インドレポート:「マクタニール子どもの家」卒業生のストーリー①
フリー・ザ・チルドレン・ジャパン(FTCJ)は、2001年からインド西ベンガル州で、
現地パートナー団体CCDを通じて国際協力事業を行っています。
CCDは、路上や児童労働から少年を救出し、運営する養護施設「マクタニール子どもの家」で保護し、
教育や医療を提供したり、貧困地域の子育て世帯へヤギを提供し、生計維持支援などを実施しています。

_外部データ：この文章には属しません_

Issue #632, opened 2021-09-10
Add a window for tileset debugging


lmoureaux:
**Is your feature request related to a problem? Please describe.**

Understanding how the map is drawn is hard, partly because there is no tool to break down the sprites used to draw an arbitrary tile. Adding a tool to dissect existing tileset would help raise awareness of the map-drawing techniques employed by the various tilesets and be helpful for modders.

**Describe the solution you'd like**

A window with a button to can pick a tile to debug. Once a tile is selected, the list of sprites used to draw it is displayed.

**Describe alternatives you've considered**

None so far.

**Additional context**

Everyone agrees that making new tilesets is hard, especially terrain.

jwrober:
Some thoughts on this - the window should be disconnected from the client so you can move it to a second monitor from the main client. The spec files and associated line data should also be displayed for quick troubleshooting. Option to be in "development mode" and edit the spec file(s) in the window would also be pretty cool if the client would be able to refresh to see the change on the fly.

lmoureaux:
Very crude implementation that might already be useful:
![image](https://user-images.githubusercontent.com/22327575/132932569-53d70767-6bbf-4fd7-ab84-d950a7f4f72f.png)

jwrober:
Per a conversation on Discord, there is still some work to do on this one in a another pull request before it is complete.

PR #450, opened 2021-04-26
Refactor tilespec.cpp

lmoureaux:
This is a major refactoring of the tileset drawing code to split it and simplify what can be. Hopefully at the end we get something much easier to work with.

The following layers have been ported:
* `LAYER_BACKGROUND`
* `LAYER_SPECIAL*`
* `LAYER_BASE_FLAGS`
* `LAYER_DARKNESS`
* `LAYER_TERRAIN*`

The following layers have not yet been ported:
* `LAYER_WATER`
* `LAYER_ROADS`
* `LAYER_FOG`
* `LAYER_UNIT`
* `LAYER_CITY*`
* `LAYER_GRID*`
* `LAYER_BASE_FLAGS` (which is new)
* `LAYER_OVERLAYS`
* `LAYER_TILELABEL`
* `LAYER_CITYBAR`
* `LAYER_FOCUS_UNIT`
* `LAYER_GOTO`
* `LAYER_WORKERTASK`
* `LAYER_EDITOR`
* `LAYER_INFRAWORK`

Features dropped:
* Hiding the terrain: #449
* Support for `is_reversed` in `[tile_*]` sections (unused in shipped tilesets, no longer needed since all layers are equivalent)

Closes #430.

PR #633, opened 2021-09-11
Initial tileset debugger

lmoureaux:
Implements #632. It's not quite perfect yet; in particular, only tile-based drawing is supported (as opposed to corner- and edge-based). Darkness is corner-based; grid and borders are edge-based.

It looks like this:

image

Built on top of #450 and helped understand a bug spotted there.


docs/Modding/Tilesets/debugger.rst
```diff
@@ -0,0 +1,48 @@
...
+================
+
+.. versionadded:: 3.0-alpha6
+
+The Tileset Debugger, accessible from the :guilabel:`Game` menu, lets you
+inspect how the map is drawn. This is very helpful when developing a tileset, to
+understand why something is rendering incorrectly or to understand how other
+tilesets work.
+
+.. note::
```
jwrober, line 11: Do we specifically need this note? Its pretty obvious we like suggestions.

lmoureaux: I wanted to emphasize this because the direction it takes in its early days will directly affect the quality of the end result (unless we rewrite it three times)

PR #635, opened 2021-09-12
Freeciv21 or bust

jwrober:
Collection of commits to attempt to clear out all vestiges of legacy freeciv in any dialogs, game messages/strings. etc.


jwrober:
I think I will commit this and then fix the clang formatting in another PR. My local branch copy is jacked up right now.

PR #670, opened 2021-09-27
Bump version to Alpha8

jwrober:
Set for Friday 10/08/2021


jwrober:
@lmoureaux - This version is set for tomorrow 10/8/21. With the doc changes and the other code fixes, seems like a good time to do another alpha release. thoughts?

PR #689, opened 2021-10-15
Prevent clicking on HUD widgets from acting on the map

### LINKED ISSUE #687: Clicking on Unit in "Unit Bar" at bottom of screen opens City window when overlapping
**Describe the bug**
If the Unit action bar at the bottom of the screen overlaps a city on the map and you click on unit to center it on the map, the city window will pop up instead.

**To Reproduce**
1. Notice a unit is active and shown in the unit action bar at the bottom of the screen (see screen shot) and also notice that the unit bar overlaps a bit of a city.
2. Click on the in the unit action bar to attempt to center the unit on the screen. 
3. The screen will attempt to center on the unit and then will instead open the city window.

**Expected behavior**
Because the city is "behind" the unit action bar, I would expect to have the unit centered on the screen and ignore the city.

**Screenshots**
image

 - OS: Linux
 - Freeciv21 version: 3.0-alpha8+
 - Ruleset/Longturn game (if applicable): Classic

**Additional context**
None

lmoureaux:
Clicking on a widget displayed on top of the map was sometimes triggering
actions as if the map had been clicked underneath. Prevent this by disabling
the propagation of mouse events to the parent widget.

Closes #687.

### DIFF
--- a/client/gui-qt/citydlg.cpp
+++ b/client/gui-qt/citydlg.cpp
@@ -1321,6 +1321,11 @@ city_dialog::city_dialog(QWidget *parent) : QWidget(parent)
   small_font = fcFont::instance()->getFont(fonts::notify_label);
   ui.setupUi(this);
 
+  // Prevent mouse events from going through the panels to the main map
+  for (auto child : findChildren<QWidget *>()) {
+    child->setAttribute(Qt::WA_NoMousePropagation);
+  }
+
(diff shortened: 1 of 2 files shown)


lmoureaux:
Ok right, it fixes what Kevin originally reported for 566 but not what I wrote there.

Issue #686, opened 2021-10-14
Don't scale city-bar flags with Map Zoom


HansLemurson:
**Is your feature request related to a problem? Please describe.**
When using the + and - keys to shrink or enlarge the tiles of the map (very useful), the city-bar grows and shrinks with the rest of the map.  This makes the city-bars take up too much screen area and become a nuisance.
Fortunately, there's an option in the "View" menu for "scale fonts", that can be un-checked to prevent the text-size from growing.
_Unfortunately_, the city-bar enlarges anyways, because the flag graphics within it shrinks and grows with the map.
![image](https://user-images.githubusercontent.com/10428933/137282285-8b846578-a405-4893-91ce-72c2bc80265c.png)

**Describe the solution you'd like**
I would like the city-bar to remain a constant size while the map is shrunk or enlarged behind it.
Maybe have that be controlled by the "scale fonts" checkbox.  Just rename it to

**Describe alternatives you've considered**
Suffering silently.

**Additional context**
The problem seems to be related with _all_ tileset graphics being shrunk or enlarged, regardless of whether the graphics are for the UI or the Map.  Is there a way to deal with graphics used in the city-bar UI separately?  
The graphics in the city-view itself seem to be immune to the changes, so that's good.

lmoureaux:
Is this what you suggest?
![image](https://user-images.githubusercontent.com/22327575/137562750-1ffdabb6-5c83-422c-8f3b-ae504c07b04e.png)

HansLemurson:
> Is this what you suggest? ![image](https://user-images.githubusercontent.com/22327575/137562750-1ffdabb6-5c83-422c-8f3b-ae504c07b04e.png)

Beautiful!  Now my only concern is that the gigantic whale will devour us all.

PR #690, opened 2021-10-15
Make "scale fonts" play nicer with the city bar

lmoureaux:
Implements Hans' request in #686


jwrober:
I can confirm that this handles the zooming in/out issue that Hans reported.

学生時代にCCDを支援する学生組織AshAを立ち上げ活動していた
FTCJの協力者の3人の皆さんが2024年1月に、インドのパートナー団体CCDを訪問し、
インドの現状と課題を探ってきてくれました。
その際、CCDによってかつて貧困から救出され、支援を受けて自立した児童労働に従事していた
元少年たちに約15年ぶりに会い、現在の状況を聞くことができましたので、
彼らが養護施設マクタニールで過ごすようになった経緯や背景も含め2回に分けてご紹介します。
リンクさん 7歳から18歳まで「マクタニール子どもの家」で過ごしました。 |
リンクさんはお父さんお母さん弟の4人家族。
お父さんは漁港で見張り番をする仕事をし、お母さんは専業主婦で子育てをしていました。
幸せに暮らしていましたが、ある日突然、お父さんが仕事中に事件に巻き込まれて命を落としてしまいました。
お母さんはそれまで仕事をしていなかったので、家族は収入がなくなってしまいました。
子どもたちを育てるため、お母さんはなんとか仕事を探し、ブラウスの縫製工として働くようになりました。
お母さんは縫製の経験がなかったため、技術が未熟であまり質の高い製品を作ることができませんでした。
そのため得られた収入はほんのわずか。家族3人が生活するにはとても足りず、支払いなどが滞るようになりました。
しかし縫製の仕事以外に収入がなく、さらに収入を増やすため夜遅くまで仕事をし続けました。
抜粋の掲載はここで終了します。